All that is wanted is an exact copy of the line containing "1486 fix revert scripts" and the lines after it, through the end of the records.

══ Source data ══

Issue #1486, opened 2023-04-19
Fix Revert Scripts


MarsRomer:
Business value:  Debugging errors with deploying the database will be a lot quicker, saving time and resources.  Dev are happy
Business Risk if not implemented:  Dev sad.  Slower to find breaking changes and be able to diagnose deployment issues.  Longer downtime for application which may impact business and clients.

Description:
Revert will help the dev team debug issues with the database.  This will allow the dev team to revert the database to a state where there were no errors.

AC:
- [x]  Able to correctly revert and re-deploy dev and test database without errors

MarsRomer:
Business Value:  
Helps reduce time to debug issues.

MarsRomer:
Hey team! Please [add your planning poker estimate](https://app.zenhub.com/workspaces/CCBC---Delivery-Board-61c0c1204c8bcb001491c5f3/issues/bcgov/CONN-CCBC-portal/1486?planning-poker) with Zenhub @AntBush @marcellmueller @rafasdc @VB-at-Bis

PR #1494, opened 2023-04-24
1486 fix revert scripts

VB-at-Bis:
Implements #1486

### DIFF
--- a/.github/workflows/main.yaml
+++ b/.github/workflows/main.yaml
@@ -26,7 +26,7 @@ jobs:
       RENOVATE_PRIVATE_KEY: ${{ secrets.RENOVATE_PRIVATE_KEY }}
 
   deploy:
-    # if: github.event.ref == 'refs/heads/main'
+    if: github.event.ref == 'refs/heads/main'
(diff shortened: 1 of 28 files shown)


helm/app/values-dev.yaml
```diff
@@ -9,6 +9,8 @@ db:
     EOF
 
   postMigrationCommand: |
+    sqitch revert;
+    sqitch deploy;
```
marcellmueller, line 13: I don't think we need this, we will test revert in CI

.github/workflows/main.yaml
```diff
@@ -26,7 +26,7 @@ jobs:
       RENOVATE_PRIVATE_KEY: ${{ secrets.RENOVATE_PRIVATE_KEY }}
 
   deploy:
-    if: github.event.ref == 'refs/heads/main'
+    # if: github.event.ref == 'refs/heads/main'
```
marcellmueller, line 29: This needs to be undone :)

marcellmueller (approved):
Perfect!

═══

_Solution_.
1486 fix revert scripts

VB-at-Bis:
Implements #1486

### DIFF
--- a/.github/workflows/main.yaml
+++ b/.github/workflows/main.yaml
@@ -26,7 +26,7 @@ jobs:
       RENOVATE_PRIVATE_KEY: ${{ secrets.RENOVATE_PRIVATE_KEY }}
 
   deploy:
-    # if: github.event.ref == 'refs/heads/main'
+    if: github.event.ref == 'refs/heads/main'
(diff shortened: 1 of 28 files shown)


helm/app/values-dev.yaml
```diff
@@ -9,6 +9,8 @@ db:
     EOF
 
   postMigrationCommand: |
+    sqitch revert;
+    sqitch deploy;
```
marcellmueller, line 13: I don't think we need this, we will test revert in CI

.github/workflows/main.yaml
```diff
@@ -26,7 +26,7 @@ jobs:
       RENOVATE_PRIVATE_KEY: ${{ secrets.RENOVATE_PRIVATE_KEY }}
 
   deploy:
-    if: github.event.ref == 'refs/heads/main'
+    # if: github.event.ref == 'refs/heads/main'
```
marcellmueller, line 29: This needs to be undone :)

marcellmueller (approved):
Perfect!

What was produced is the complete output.